China Life Sold $3.62 Billion of Shares, People Say (Update1)
By Bei Hu
Dec. 27 (Bloomberg) -- China Life Insurance Co., the country's largest life insurer, raised 28.3 billion yuan ($3.62 billion) selling shares at the top end of a range marketed to investors, two people with direct knowledge of the offering said.
China Life sold 1.5 billion yuan-denominated shares at 18.88 yuan apiece, according to the people, who declined to be identified before an official statement scheduled for Dec. 28.
China is progressively scrapping cradle-to-grave welfare benefits for the nation's 1.3 billion people, spurring demand for life insurance and pension savings products. Beijing-based China Life is raising funds to meet that demand, in the first domestic share offering by one of the nation's insurers.
``Insurers will add diversity to the number of financial stocks quoted in China,'' Dorris Chen Huanming, a financial industry analyst at BNP Paribas in Shanghai, said. ``So far, domestically-listed financial companies are mostly second-tier national banks.''
The government is encouraging the nation's largest companies, many of which have sold shares in Hong Kong and New York, to sell stock at home to help expand the stock market and soak up excess savings.

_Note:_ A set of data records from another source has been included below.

PR #407, opened 2024-10-14
js-conditions-and-booleans: new challenge

JessicaLoers:
- Moved "old" unused challenge "booleans" to archive folder.
- Added a new challenge: "Weather check" using a `switch` statement.
- Added solution for the new challenge.
- Replaced the previous "LogType" challenge with this new one.

**Reason for Change:** 
The new "Weather check" challenge provides a simpler way for students to learn and practice the syntax of the switch statement. Unlike the previous "LogType" challenge, which required understanding more complex concepts like `typeof` and different data types, this challenge focuses on just basic conditions.  
**_This allows students to focus on mastering the core `switch` statement without added complexity._**


sessions/js-conditions-and-booleans/weather-check_solution/package.json
```diff
@@ -0,0 +1,23 @@
+{
+  "name": "js-conditions-and-booleans_weather-check",
```
mgczarnievicz, line 2:
```suggestion
  "name": "js-conditions-and-booleans_weather-check-solution",
```

mgczarnievicz (commented):
I would make them run the challenge `Weather check` with node in the terminal.
They don't need the html files and they need practice with node.

mgczarnievicz:
In this challenge, we intentionally had the students use the `typeof` operator to help them become familiar with checking the type of data in JavaScript. They gain an essential skill for debugging and understanding the data they are working with. The goal was that next time they encounter an unfamiliar data type, they’ll know how to quickly determine its type using `typeof`, making their coding process smoother.

Yes, this challenge combined multiple areas of knowledge, making it more difficult. While it may have pushed students a bit further, it also served as a recap of the different data types in JavaScript. This way, they not only strengthened their knowledge of `typeof` but also revisited core concepts, enhancing their problem-solving skills in more complex scenarios.

I am okay with taking it out, if you feel is too much for the students.

JessicaLoers:
Hey @mgczarnievicz, thank you for the review.

- It's a good point about having them run the Weather check challenge with Node in the terminal. 

- I understand your point and I also think the "logType" challenge is valuable. However, I believe that for the initial understanding of the `switch` statement, it would be more helpful to focus on the essentials, especially since we aren’t covering the switch statement in the session.

My suggestion would be to offer the "logtype" challenge as a bonus with a higher difficulty level.

What do you think?

mgczarnievicz:
> My suggestion would be to offer the "logtype" challenge as a bonus with a higher difficulty level.

Yes let, do this.
We can ask them to run this one two in the terminal with node.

Industrial & Commercial Bank of China, the country's largest commercial bank by assets, raised $22 billion from initial public offerings in October, including 46.64 billion yuan from selling shares in Shanghai. Bank of China Ltd., the country's second- largest commercial bank by assets, sold nearly 20 billion yuan of shares in a Shanghai offering in June.
Top of Range
China Life set a price range for the A-share offering, equivalent to 5.3 percent of its share capital, of 18.16 yuan to 18.88 yuan apiece. The final price for the stock was 22.9 percent below the record HK$24.35 closing price of China Life's Hong Kong-quoted H shares on Dec. 22, before a holiday break.
China Life's shares were HK$2.30, or 9.5 percent, higher at HK$26.65 at the midday break in Hong Kong.
The new, yuan-denominated shares will start trading in Shanghai by January 11 next year, most probably on Jan. 9, people involved in the sale said earlier.
China Galaxy Securities Co. and China International Capital Corp. arranged the share sale. Xu Xu, an official in the president's office of China Galaxy, Tracy Hu, a Beijing-based spokeswoman at CICC, and Cao Qingyang, a spokesman at China Life's headquarters in Beijing, declined to comment.
Sale Proceeds
The proceeds of the sale will bolster capital and may help fund acquisitions by China Life, which last month agreed to buy 20 percent of Guangdong Development Bank for 5.67 billion yuan.
Total life insurance premiums in China rose 11 percent to 379.8 billion yuan in the first 11 months of 2006 from a year earlier, according to the China Insurance Regulatory Commission.
China Life, which also has shares traded in New York, had 172.5 billion yuan of policy sales, according to the commission.
Ping An Insurance (Group), which has the second-biggest share of China's life insurance market, had 62.9 billion yuan of sales. The Shenzhen-based company, already listed in Hong Kong, also plans to sell shares in Shanghai.
January Debut
Investors drove China Life's H shares up 18 percent between Dec. 15, when the China Securities Regulatory Commission approved its domestic share sale, and Dec. 22. In 2003, the company sold shares at HK$3.625 before listing in Hong Kong and New York.
The stock may rise in its China debut, Dai Jie, an analyst at ABN Amro TEDA Fund Management Co. in Beijing, a joint venture of Dutch ABN Amro Holding that manages about $2.3 billion of assets in China, said yesterday.
``The A share IPO investors will for sure make money because of the higher H share price,'' Dai said.
Premium
Investors bid as much as 26.8 yuan for the shares when China Life tested investor appetite for the stock, according to a company statement, and some fund managers expect the new shares to surge past 30 yuan on the first day of trading.
``China Life's A shares will, over the long run, trade at a premium to its H shares because of the scarcity of insurance stocks at home,'' BNP Paribas's Chen said. ``Domestic fund managers usually take a cue from their international peers in terms of stock selection and China Life has been a darling of international fund managers.''
Chen said she plans to upgrade her recommendation on the company, having issued a ``reduce'' recommendation on China Life on Oct. 26.